Após uma hora, substitua por água fresca deionizada e continue a incubar o gel por pelo menos uma hora. Para analisar os dados usando citometria primeiro remova cuidadosamente o gel da água e coloque-o em um protetor de folha de plástico. Usando um scanner fotográfico, digitalize o gel com uma resolução de 300 pontos por polegada ou superior.

Salve a imagem em um formato TIFF. Abra o arquivo TIFF na Imagem J ou em um software de quantificação semelhante para medir as intensidades da banda. Visualize a imagem em preto e branco selecionando o tipo de imagem de oito bits.

Use a ferramenta de seleção retangular para contornar a primeira faixa, desenhando um retângulo que seja pelo menos duas vezes mais alto do que largo. Selecione analisar géis. Selecione a primeira pista e a banda será selecionada.

Em seguida, um novo retângulo aparecerá. Mova-o para a próxima banda e selecione Analisar géis, selecione a próxima pista. Repita esse processo até que todas as bandas sejam selecionadas.

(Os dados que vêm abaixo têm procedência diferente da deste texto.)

PR #25672, opened 2021-08-28
Switch http to https where latter exists

tldahlgren:
Scripts were used to extract, check for existence, and change the URLs from `http:` to `https:`.  This PR is the result.

Update: The second pass skipped homepage (only) changes to avoid duplication with recently merged PR(s). Note that the programmatic extraction and update processes did not distinguish between URLs in comments versus meaningful code.

PR #3113, opened 2017-02-10
Keep Curl Bootstrap Working With http://

citibeth:
In order to download from `https://` websites, Spack needs a working `curl`, with a new-enough OpenSSL.  That is not the case on some systems; in that case, Spack must install `curl` itself:
```
curl@7.52.1%clang@7.3.0-apple arch=darwin-elcapitan-x86_64 
    ^openssl@1.1.0d%clang@7.3.0-apple arch=darwin-elcapitan-x86_64 
        ^perl@5.24.1%clang@7.3.0-apple+cpanm arch=darwin-elcapitan-x86_64 
        ^zlib@1.2.10%clang@7.3.0-apple+pic+shared arch=darwin-elcapitan-x86_64 
```
The problem would appear if any of those packages requires SSL to download --- then, Spack would be unable to bootstrap a working `curl` if it didn't already have one.  This PR adds comments that discourage authors from changing these four packages to `https://`.

PR #33324, opened 2022-10-14
zlib, openssl: return to `http` URLs

mathstuf:
In #3113, `https` was removed to ensure that `curl` can be bootstrapped without SSL being present. This was lost in #25672 which aimed to use `https` where possible.


bernhardkaindl (approved):
LGTM, we still have the sha256 to ensure no unverified source gets built.

haampie:
```
> GET /source/openssl-1.1.1d.tar.gz HTTP/1.1
< HTTP/1.1 301 Moved Permanently
< Location: https://www.openssl.org/source/openssl-1.1.1d.tar.gz
```

It doesn't help :man_shrugging:

mathstuf:
Bleh. Not much to be done then :/ . Are there any known deployments with busted SSL pre-bootstrap?

haampie:
We can ask @tgamblin to make `http://mirror.spack.io` a thing, it's OK to use http when we the shasum method is strong enough.

PR #33327, opened 2022-10-14
vsearch: adding version 2.22.1

snehring:
The new deps aren't strictly required, but the functionality they add is almost never going to be undesired. So I just opted to make them deps without corresponding variants. Most likely they were already being pulled in from the system installs automatically for many folks.


tldahlgren (approved):
Confirmed sha256.

snehring:
@spackbot re-run pipeline

PR #33328, opened 2022-10-14
mpich: patch @3.4 to fix checking whether the datatype is contiguous

skosukhin:
1. Fix a typo in the argument passed to the configure script of `mpich`.
2. Add a patch to fix a bug that affects versions `3.4.x` of the package. I have to care about older versions of the package, in particular `3.4.3`, because more recent versions of `mpich` seem to have bugs (to be investigated and reported) that prevent us from using them.


alalazo:
LGTM, pending @raffenet and @yfguo reviews.

raffenet (dismissed):
@skosukhin is there another issue besides https://github.com/pmodels/mpich/issues/4358 for newer versions of MPICH? Sorry for the lack of response, and thanks for putting together this fix.

eugeneswalker (dismissed):

skosukhin:
@raffenet the only thing we currently know about MPICH 4.x versions is that they seem to have "some issues with the graph topology communicators in MPICH" (we discuss them [here](https://gitlab.dkrz.de/dkrz-sw/yaxt/-/issues/10)). I hope that my colleagues will come up with bug reports and minimal reproducers soon.

alalazo (approved):

raffenet (approved):

PR #33338, opened 2022-10-14
xz: add 5.2.7

michaelkuhn:


tldahlgren (dismissed):
Confirmed sha256.

michaelkuhn:
@spackbot run pipeline

haampie:
@spackbot run pipeline

michaelkuhn:
@spackbot run pipeline

michaelkuhn:
@spackbot run pipeline

michaelkuhn:
@spackbot run pipeline

michaelkuhn:
@spackbot run pipeline

michaelkuhn:
@spackbot run pipeline

michaelkuhn:
@spackbot run pipeline

michaelkuhn:
@spackbot run pipeline

michaelkuhn:
@spackbot run pipeline

michaelkuhn:
@spackbot run pipeline

michaelkuhn:
@spackbot run pipeline

michaelkuhn:
@spackbot run pipeline

michaelkuhn:
@spackbot run pipeline

michaelkuhn:
@spackbot run pipeline

alalazo:
@michaelkuhn There are legit issues with pipelines

Screenshot from 2022-10-28 10-48-14

michaelkuhn:
> @michaelkuhn There are legit issues with pipelines

Thanks for the hint, which log should I look out for? I can't seem to find that in the latest run. (The set of errors being different each run also doesn't help.)

Edit: Sorry, I didn't check your screenshot thoroughly enough, now I found it in the hpctoolkit build. Will take a look.

michaelkuhn:
OK, I was able to reproduce the problem locally. It seems that hpctoolkit wants to use the static library built with `-fPIC`, which somehow interferes with xz's new symbol versioning. The change I just pushed now disables symbol versioning for xz, which seems to work around the problem (and we shouldn't need symbol versioning anyway).

haampie:
Sorry, but we should _not_ disable symbol versioning, they use it correctly: `-fvisibilty=hidden`  + `-Wl,--version-script=...` to ensure that only their public API is exposed in the shared library, which reduces the risk of symbol clashes and also improves startup time since the dynamic loader has to deal with fewer symbols.

michaelkuhn:
I have found a way (and pushed a change) to force xz to use the old generic symbol versioning, which also seems to work (they introduced a new approach in 5.2.7, which breaks hpctoolkit).

haampie:
Wouldnt it be best if hpctoolkit just had an upperbound on xz and dropped that with the next release when they are compatible?

michaelkuhn:
xz's new approach triggers a problem with hpctoolkit's autotools tests (ld refuses to link with `version node not found for symbol`), so I'm not sure how easy it is to fix that.

haampie:
Ping @mwkrentel :D

mwkrentel:
@michaelkuhn I suggest you use @haampie's suggestion and restrict
hpctoolkit's dependency to <= 5.2.5.

```
depends_on("xz@:5.2.5 +pic", type="link")
```

You could add that to the hpctoolkit `package.py` in this PR and I
would be Ok with that.

Of course, I can't promise that will be the only failure.  The logs
seem to have a bunch of `json-c` errors that I don't understand since
json-c doesn't depend on xz.

If it becomes necessary to adjust the symbol versioning, I would make
that a variant with default native (unmodified).  But I don't yet know
if that will be necessary or not.  I'm curious if the symbol
versioning causes issues for other packages.

Also, I would also add 5.2.6 like the other PR did.

michaelkuhn:
I just pushed a new version that 1) also adds 5.2.6 and 5.2.1 and 2) limits hpctoolkit's xz dependency to `@:5.2.6`.

michaelkuhn:
@spackbot run pipeline

michaelkuhn:
This has now also finally passed CI. :smiling_face_with_tear:

haampie (approved):

haampie:
congrats on getting the most difficult to merge pr merged!

mwkrentel:
@alalazo  @tldahlgren @haampie 
Now that the ci pipeline succeeded and the PR is merged, I can't find
the details of the tests.  But I remember a few things and I have some
remaining questions.

1. Why did the pipeline succeed now when it previously failed and
there were no changes to the patch?

2. Even when the pipeline succeeded and got a green check, there were
pieces of the piepline that failed and got a red x.  I think one was
`e4s-mac-pr-build` and it failed at `bzip2` with the mesage `SystemExit: 1`.

There wasn't an elaboration of why bzip2 actually failed, like a
partial transcript of the build output, just SystemExit: 1.

So, why did bzip2 fail, and was it really bzip2 that failed?

3. And if e4s-mac-pr-build failed, then why did ci/pipeline succeed?

Unfortunately, now that the PR is merged, I can't find the details.
Do they still exist somewhere or are they erased?
I downloaded the `artifacts`, but they don't have the logs that I want.

I'll see if I can find something similar in another PR.
Thanks.

michaelkuhn:
You can find the last CI run here: https://gitlab.spack.io/spack/spack/-/pipelines/206689 (click the green check mark next to the commit and scroll down)

I don't really know what's going on with the CI pipelines but they fail a lot and undeterministically.

haampie:
The mac pipeline is allowed to fail

mwkrentel:
> click the green check mark next to the commit and scroll down

Ok, there it is.  I would never have thought to click there.
Thanks!

I still don't get why bzip2 fails, maybe it always fails on MAC, I
don't know.

stephenmsachs:
I ran into an issue with this commit: I install an MPI application (openfoam), run it and then install `hpctoolkit +mpi`. It will then re-install MPI (in this case openmpi) and a lot of other dependencies as the original installation was based on `xz` later than 5.2.6. The MPIs then don't match and I cannot run openfoam with hpctoolkit.

If I understand correctly the fix used here is in the wrong place. @michaelkuhn which compiler threw the `version node not found for symbol` error in hpctoolkit? I ran into that error with `xz%intel` and added a fix in https://github.com/spack/spack/pull/33839. Long story short, I think we need to restrict `xz` package to those versions that will build and link rather than adding conflicts in dependent packages.

michaelkuhn:
> If I understand correctly the fix used here is in the wrong place. @michaelkuhn which compiler threw the `version node not found for symbol` error in hpctoolkit? I ran into that error with `xz%intel` and added a fix in #33839. Long story short, I think we need to restrict `xz` package to those versions that will build and link rather than adding conflicts in dependent packages.

I think the problem happened with GCC. It's not a problem with xz, though, but with hpctoolkit's checks not being compatible with newer versions of xz. Other packages build with newer versions of xz.

stephenmsachs:
You are right, I am seeing the error with GCC now too. Thanks for checking. They might have fixed this in `xz@5.2.10` https://github.com/xz-mirror/xz/commit/ef315163efdf82e327608ae9b8df1bfea42eb6b5 . I need to check that again.

mwkrentel:
Yes, currently xz 5.2.7 fails the configure test for hpctoolkit.  We
test that xz provides a static library with -fPIC.  Up to 5.2.6 works,
but 5.2.7 fails the test, I haven't tried 5.2.10 or later.

My apologies that I haven't gotten to this sooner (always too much to do).

@stephenmsachs As a workaround, you could provide MPI as an external.
That is, build openfoam + MPI as you do now.  Then take the spack MPI
(or system MPI) and specify that as a spack external to buiild hpctoolkit.

The xz that goes into MPI and xz for hpctoolkit don't have to be the
same version, but spack currently doesn't allow for this in a single dag.
Writing it as an external works around that issue.

Btw, for hpctoolkit, we build everything with GNU.  So fixing this for
Intel isn't going to solve the problem.

mwkrentel:
Good news!  I did some preliminary tests, and it looks like hpctoolkit
builds cleanly with both xz 5.2.10 and 5.4.1.

That gives an easy solution here, I'll change the conflict to just the
single rev 5.2.7.  Then I can take my time understanding exactly what
went wrong and how to avoid it in the future.

stephenmsachs:
Thanks for the hint with that workaround! Unfortunately I ran into another issue with OpenMPI. I'll open a separate issue on that.

PR #33344, opened 2022-10-14
Bugfix HIP and aluminum rocm build

bvanessen:
Fixed two bugs in the HIP package recipe:

- [x] `HIP_PATH` was being set to the actual spec, and not the spec prefix.
- [x] HIP is expected to be in `/opt/rocm-x.y.z/hip`
      but its libraries can exist at both `/opt/rocm-x.y.z/hip/lib` and
      `/opt/rocm-x.y.z/lib`.  This means that the external detection logic may
      find it in either and it turns out that some modules only expose one.
      of those two locations.  Logic is added to ensure that the internal
      `HIP_PATH` and associated `ROCM_PATH` are correctly set in both cases.

### DIFF
--- a/var/spack/repos/builtin/packages/hip/package.py
+++ b/var/spack/repos/builtin/packages/hip/package.py
@@ -289,7 +289,6 @@ class Hip(CMakePackage):
             # For external packages we only assume the `hip` prefix is known,
             # because spack does not set prefixes of dependencies of externals.
             hip_libs_at_top = "hip" not in self.spec.prefix
-            print(f'I thin k that hip libas at top is {hip_libs_at_top}')
             # We assume self.spec.prefix is  /opt/rocm-x.y.z for rocm-5.2.0 and newer
             # and /opt/rocm-x.y.z/hip for older versions
             if self.spec.satisfies("@5.2.0:"):
--- a/var/spack/repos/builtin/packages/hip/package.py
+++ b/var/spack/repos/builtin/packages/hip/package.py
@@ -288,12 +288,23 @@ class Hip(CMakePackage):
         if self.spec.external:
             # For external packages we only assume the `hip` prefix is known,
             # because spack does not set prefixes of dependencies of externals.
+            hip_libs_at_top = "hip" not in self.spec.prefix
+            print(f'I thin k that hip libas at top is {hip_libs_at_top}')
             # We assume self.spec.prefix is  /opt/rocm-x.y.z for rocm-5.2.0 and newer
             # and /opt/rocm-x.y.z/hip for older versions
             if self.spec.satisfies("@5.2.0:"):
                 rocm_prefix = Prefix(self.spec.prefix)
             else:
-                rocm_prefix = Prefix(os.path.dirname(self.spec.prefix))
+                # We assume self.spec.prefix is /opt/rocm-x.y.z/hip and rocm has a
+                # default installation with everything installed under
+                # /opt/rocm-x.y.z
+                # Note that since the key hip library can also exist at the top of the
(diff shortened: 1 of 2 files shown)


var/spack/repos/builtin/packages/hip/package.py
```diff
@@ -291,7 +291,13 @@ def get_paths(self):
             # We assume self.spec.prefix is /opt/rocm-x.y.z/hip and rocm has a
             # default installation with everything installed under
             # /opt/rocm-x.y.z
-            rocm_prefix = Prefix(os.path.dirname(self.spec.prefix))
+            # Note that since the key hip library can also exist at the top of the
+            # /opt/rocm-x.y.z/lib tree, it is possible that the package is detected
+            # without the correct prefix.  Work around it.
```
tgamblin: This is confusing me.  If you've registered `hip` as an external but it's in `/opt/rocm-x.y.z/` instead of `/opt/rocm-x.y.z/hip`, shouldn't we make Spack get the external definition right?

I *think* the better way to do this is to handle this in an override of `determine_spec_details()` so that external detection succeeds, but I don't know if that handles all the cases if `libamdhip64` can really exist in `/opt/rocm-x.y.z/lib` and `rocm-x.y.z/hip/lib`.  If it is in the former will it also exist in the latter if the latter exists?

var/spack/repos/builtin/packages/hip/package.py
```diff
@@ -300,7 +306,13 @@ def get_paths(self):
                 msg += "a workaround."
                 raise RuntimeError(msg)
 
+            if "hip" in self.spec.prefix:
```
tgamblin: Given that this is a pretty special heuristic I'd write it once, next to the complicated comment, and store the result in some descriptive variable, like `hip_libs_at_top` or something.

var/spack/repos/builtin/packages/hip/package.py
```diff
@@ -309,6 +321,7 @@ def get_paths(self):
             }
         else:
             paths = {
+                "hip-path": self.spec,
```
tgamblin: Is this one a typo?  I don't think we ever want this to be `self.spec`, right?  Should it be `self.spec.prefix`?

tgamblin (changes requested):

var/spack/repos/builtin/packages/hip/package.py
bvanessen: @tgamblin Yes this is the bug.

bvanessen: @tgamblin Actually that is a second spot that I missed.

var/spack/repos/builtin/packages/hip/package.py
bvanessen: @tgamblin I believe that it will exist in both of them, but part of the problem is that the modules which set this up are inconsistent in what they expose.  So if you use one it will expose the more complete path, and the other one will only expose it at the top.

var/spack/repos/builtin/packages/hip/package.py
bvanessen: Done

var/spack/repos/builtin/packages/hip/package.py
tgamblin: Can you say how you’re detecting this? Are you looking at variables from modules in a script?  Which ones?

bvanessen: @tgamblin I just have it looking for both paths and if it doesn't find it under a `/hip/` directory then it asserts that it is at the top of the `rocm` tree.

tgamblin (approved):

PR #33349, opened 2022-10-15
py-tensorflow: fix zlib

haampie:
tensorflow uses bazel, bazel vendors all deps and has urls pointing to a non-existing zlib url, since the new release of zlib of yesterday.


haampie:
@spackbot fix style

adamjstewart (approved):
Thanks for the fix! It's amazing that a project would prefer hardcoded URLs over simply using system installs of a package. Hopefully someday we can convince the devs to allow external deps instead of vendored deps.

I imagine all historical versions would also need a patch like this to build? I noticed a lot of similar failures when creating the ML pipeline, but I "solved" those by adding newer versions of packages like TF metadata so that the pipeline no longer tried to build old TF. I certainly won't require you to add patches for older versions, and I don't think any of us have the bandwidth to maintain ancient TF, but at least we know the fix if someone does need an old version.

PR #33361, opened 2022-10-17
database: don't warn adding missing build deps

haampie:
When installing an individual spec `spack --only=package --cache-only /xyz`
from a buildcache, Spack currently issues tons of warnings about
missing build deps (and their deps) in the database.

This PR disables these warnings, since it's fine to have a spec without
its build deps in the db (they are just "missing").


haampie:
@spackbot run pipeline

haampie:
@spackbot ping

kwryankrattiger (approved):
LGTM, thanks!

Selecione analisar géis plotar pistas para gerar o gráfico de perfil para cada banda. Use a seleção de linha reta para desenhar linhas de base de modo que o pico de interesse seja uma área completamente fechada. Selecione a ferramenta varinha e clique dentro de cada pico para selecioná-la.

Selecione analisar picos de rótulo de géis para obter uma tabela com a área de cada pico selecionado. Esses dados podem ser plotados como tal ou podem ser normalizados para o valor de uma banda escolhida. Essa normalização é especialmente importante ao agrupar valores de vários géis replicados para determinar a significância estatística dos resultados.

Cada poço do gel mostrado aqui foi carregado com uma cultura de células diferente. Supinato contendo diferentes quantidades de MMP dois. A observação direta deste gel mostra diferenças óbvias nas concentrações de MMP dois entre alguns dos poços.

Por exemplo, é claro que ambos os poços quatro e cinco contêm muito mais MMP dois do que os poços 10 e 11 para quantificação objetiva de bandas. A citometria densa foi utilizada com o software Image J. Este software revelou uma diferença aproximada de quatro vezes na mmp.

Duas quantidades entre, bem, 11 e poços quatro e cinco. Da mesma forma, uma diferença de duas vezes nas quantidades de MMP dois foi observada entre os poços 10 e os poços quatro e cinco. Estamos apenas mostrando como detectar métricas funcionais.

Persis de metal por xog. Ao fazer este procedimento, é importante lembrar de não ferver sua amostra. Caso contrário, você não poderá ver nenhuma faixa em seu gel.

Então é isso. Obrigado por assistir e boa sorte com seu experimento.